И Воловича отправили в так называемый «санпропускник», где фельдшер предпенсионного возраста с тремя кубиками в петлицах велел ему раздеться догола, грубо, но быстро и сноровисто, как цыган лошадь на базаре, осмотрел, и в рот заглянул, и в другие места. Ткнул пальцем в свисающий волосатый живот.
– Так и запишем – «зеркальная болезнь». Нуждается в казённой диете. Семён, – без паузы крикнул фельдшер, и на пороге возник парень явно из заключённых, судя по манерам – не исполняющий наряд, а пристроившийся здесь на постоянную должность.
– Как обычно. Постричь, побрить, если что – политанью[42]

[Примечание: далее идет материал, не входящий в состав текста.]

PR #17443, opened 2026-05-26
test: add framework label catalog and image test mappings

bhagyapathak:
###### Merge Checklist  

- [ ] Ready to merge

---

###### Summary 

It introduces a declarative, in-tree test-selection layer so CI can decide what to run from data living next to the image being tested, instead of from out-of-tree CI YAML or hard-coded scripts.

**NO**

### DIFF
--- a/base/images/images.tests.toml
+++ b/base/images/images.tests.toml
@@ -1,0 +1,190 @@
+# ============================================================================
+# Image test catalog
+# ============================================================================
+#
+# Single source of truth for all image-runnable test definitions and
+# the named groups that bundle them.
+#
+# Schema:
+#   [tests.X]            : a single unit of testing — one configuration of
+#                          one runner/harness, with framework-specific
+#                          options under [tests.X.<framework>].
+#   [test-groups.X]      : a named bundle of tests an image (or component)
+#                          can reference instead of enumerating members.
+#
+# Image and component associations are NOT defined here. They live with
+# the entity that runs them:
+#   - base/images/images.toml          (tests.tests = [...])
+#   - base/comps/<name>/<name>.comp.toml (tests.tests = [...])
+#
+# Both fields can mix per-test and per-group references:
+#   tests.tests = [{ name = "static-image-checks" }, { group = "x" }]
+#
+# Declarative metadata on [tests.X]:
+#   description           : human-readable summary
+#   type                  : "pytest" | "tmt" | "lisa"
+#   kind                  : "functional" | "performance"
+#   long-running          : boolean; omit unless the test may run for hours
+#   required-capabilities : capability tokens the image must declare
+#
+# ============================================================================
+
+# =============================================================================
+# Static image checks (pytest)
+# =============================================================================
+
+# Single shared pytest suite for static (offline) image validation.
+[tests.static-image-checks]
+type        = "pytest"
+description = "Offline image validation (shared + image-specific tests)"
+kind        = "functional"
+
+[tests.static-image-checks.pytest]
+working-dir = "tests"
+install     = "pyproject"
+test-paths  = ["cases/static/"]
+# {capabilities} is substituted by azldev as a comma-separated list of
+# the capabilities set to `true` for the image (e.g.
+# "machine-bootable,systemd,runtime-package-management"). The pytest
+# plugin parses this into a set; @pytest.mark.require_capability("...")
+# tests that don't match are skipped.
+extra-args = [
+    "--image-path", "{image-path}",
+    "--image-name", "{image-name}",
+    "--capabilities", "{capabilities}",
+]
+
+# Runtime container tests — validate live container behavior via podman.
+[tests.runtime-container-tests]
+type        = "pytest"
+description = "Runtime container validation (exec into live containers)"
+kind        = "functional"
+required-capabilities = ["container"]
+
+[tests.runtime-container-tests.pytest]
+working-dir = "tests"
+install     = "pyproject"
+test-paths  = ["cases/runtime/"]
+extra-args = [
+    "--image-path", "{image-path}",
+    "--image-name", "{image-name}",
+    "--capabilities", "{capabilities}",
+]
+
+# =============================================================================
+# LISA tests
+# =============================================================================
+
+[tests.smoke-test]
+type                  = "lisa"
+description           = "LISA smoke test — fastest PR gate (pinned)"
+kind                  = "functional"
+required-capabilities = ["machine-bootable"]
+[tests.smoke-test.lisa]
+criteria = { testcase-names = ["smoke_test"] }
+
+[tests.functional-core]
+type                  = "lisa"
+description           = "Core functional coverage (LISA priority=1)"
+kind                  = "functional"
+required-capabilities = ["machine-bootable"]
+[tests.functional-core.lisa]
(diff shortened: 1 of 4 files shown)


reubeno:
Hi @bhagyapathak --

First off, thanks for putting this PR together. The format made it much easier to understand the pieces you're proposing, and concretely pushed things forward to identifying the relationship between components/images and tests. You've also
introduced a new version of labels as a TOML-local grouping structure that can be used for, say, components to indirectly associate with a heterogenous collection of tests. I very much like that idea and think it helps us move things forward.

I threw together https://github.com/reubeno/azurelinux/commit/e3f1e950989d602f3b31d48222b1458284c5b03a as a proposed update to your PR. It's mostly renaming/re-shaping your proposed syntax to more strongly align with the existing patterns / principles in the TOML file -- most notably, the concept of "groups" and a desire to abstractly model a "test", independent from what it really maps to natively in the framework it uses. I also want to acknowledge that I have separated out some operational choices and policy that I think either belongs elsewhere or needs to be something we layer on later after we get the basics in place.

## Concepts kept (with different naming/syntax)

- **A named, reusable test record.** Your `*_labels` entries become a single  `[tests.X]` namespace. Instead of encoding the framework in the table-name prefix  (`tmt_`, `pytest_`, …), each test carries an explicit `type` plus a framework
  subtable (`[tests.X.pytest]`, `[tests.X.tmt]`). Same idea, one namespace with subtyping.

- **Framework-native filters as structured config.** Your `pytest_markers` /   `pytest_files` / `pytest_args` survive as structured fields under `[tests.X.pytest]`   (`test-paths`, `extra-args`, etc.). The TMT filter/source concept survives under
  `[tests.X.tmt]`.

- **Grouping.** Your labels-as-buckets idea becomes a first-class   `[test-groups.X]` — a named bundle of tests, mirroring how `[component-groups.X]`   and `[package-groups.X]` already work in the repo. This is where the "run this
  whole set" intent lives. I'd also note that the existing component group concept   allows another way to identify a set of components that inherit a common set of   properties, which could include associated tests too.

- **Associating tests with the things they test.** Your `test_labels = [...]` on   components and the per-image label lists both become one uniform form:    `tests.tests = [{ name = "…" } | { group = "…" }]`, declared **on** the image or   component. We extend this so components (not just images) can carry associations   and join shared groups, and make sure that there's the same syntax for doing this   between components and images.

- **Capability gating.** `requires_capabilities` is genuinely declarative, so I think   it makes sense to keep. I'd be inclined to rename it `required-capabilities` to   match the language and casing we use elsewhere in the TOML files. It's also something   that would now live on a `test` definition, in a common (non-framework-specific)   property.

## Properties deferred (and why)

The one structural change worth calling out: I pulled **workflow/execution policy** out of the test definitions. In the PR, there's workflow / scenario-oriented policy (e.g., `pr_validation` vs. `nightly_validation`) as well as operational toggles (e.g., the `[frameworks]` enable/disable options).

To be clear — **I agree that policy is needed.** The Control Tower needs to understand (and/or decide) when to run certain tests, whether certain associated tests are appropriate to request in the current workflow, etc. These workflow-sensitive policies should be considered a *separate concern* from the test describing itself. So the goal for `[tests.X]` is for a test to declare **what it is and how to run it** as purely as possible, and for the *when/how-often* policy to be layered on separately, in meta-policy for qualification / promotion scenarios.

## Small additions

- `kind = ["functional", "performance"]` — a closed enum on a test that allows the   test to advertise the role it plays.
- `long-running = true` — a hint for tests that may run for hours. I think a pure   estimated number could get messy over time, and anticipate that for that level of   precision we'll want to leverage historical execution data. But for now, this is
  a placeholder to indicate that certain tests are *not* ones that can finish in,   say, < 30 mins. I think we'll need to refine and decide what this really means.

sandeepkarambelkar:
Hello @reubeno and @bhagyapathak,

Just want to understand whats the difference between test-suites and test-groups here? Aren't they both the same? Can't we use traditional test-suites terminology for grouping tests?

base/images/images.tests.toml
```diff
@@ -0,0 +1,159 @@
...
+description = "Runtime container validation (exec into live containers)"
+kind        = "functional"
+required-capabilities = ["container"]
+
+[tests.runtime-container-tests.pytest]
+working-dir = "tests"
+install     = "pyproject"
+test-paths  = ["cases/runtime/"]
+extra-args = [
+    "--image-path", "{image-path}",
```
realsdx, line 69: Should Image path be part of this? or this is for local CLI use only?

смазать. Мыла ему дегтярного плесни и ветошь кинь какую-нито. А ты, слышь, – повернулся он к Воловичу, – на волю передай, чтоб мыла хорошего прислали, мочалку, полотенце. А то у нас здесь не Сандуновские бани с пивом и девочками… Из собачки мыло-то у нас, дохлой причём.Захохотал собственной шутке и тут же потерял к пациенту всякий интерес. Не стесняясь, полез в медицинский шкаф в углу, нацедил в мензурку прозрачной, характерно пахнущей жидкости.
– Это не тебе, – уловил он взгляд Михаила. – Ты своё надолго отпил, если, упаси бог, не навсегда…

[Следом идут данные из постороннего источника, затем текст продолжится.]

PR #17450, opened 2026-05-27
fix(vm-iso-installer): set efi_dir to azurelinux and add vim-minimal

kgodara912:
Change Anaconda override in azurelinux.conf from efi_dir = fedora to efi_dir = azurelinux so installer bootloader paths align with Azure Linux EFI vendor directory. Add vim-minimal to live iso for better user experience.


reubeno (approved):
Confirmed fixes issue for me in local build.

PR #17549, opened 2026-05-28
Removed the final bootstrap04 from the golang spec

amitu314:
This PR removes the remaining bootstrap04 component, thereby reducing the overall attack surface. The residual artifact (bootstrap in Go) has previously been associated with reported vulnerabilities, making its removal a security improvement.


amitu314:
@microsoft-github-policy-service agree company="Microsoft"

amitu314:
retargeted this PR from 3.0 to 3.0-dev branch

mfrw (changes requested):
Can we please use 3.0-dev to create PR.
It is created of 3.0 IMO, which is why it shows more than 200 commits

SPECS/golang/golang.spec
```diff
@@ -111,6 +111,9 @@ rm -f  %{gopath}/src/runtime/*.c
   ./make.bash --no-clean
 )
 
+# Nuke the final bootstrapper 04. Note: It is not used in any step under install, post, postrun
```
dagood: This shouldn't mention the number, to avoid going out of date. This spec file will have more bootstrapper layers in the future with future Go releases.


```suggestion
# Nuke the final bootstrapper. Note: It is not used in any step under install, post, postrun
```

Теперь журналист, выбритый «везде», распространяя вокруг себя действительно жутковатый аромат грязно-серого мыла и напоминающей об аде и всём ему сопутствующем лечебной мази, сидел на узкой шконке, опершись локтями о железный, покрытый жёлтым линолеумом столик под полукруглым окном у самого потолка. Через частую решётку были видны край асфальтированного приямка, краснокирпичная стена и узкая, ровно в ладонь, полоска голубого неба над краем крыши. Да и то, чтобы увидеть эту полоску, надо было присесть и сильно вывернуть вбок шею.
Сама же камера была размером чуть-чуть больше вагонного купе. Как раз настолько, чтобы на цементном возвышении поместилась «чаша Генуя»[43]
, сильно пахнущая хлоркой, и медный водопроводный кран над полукруглой раковиной с обколотой эмалью.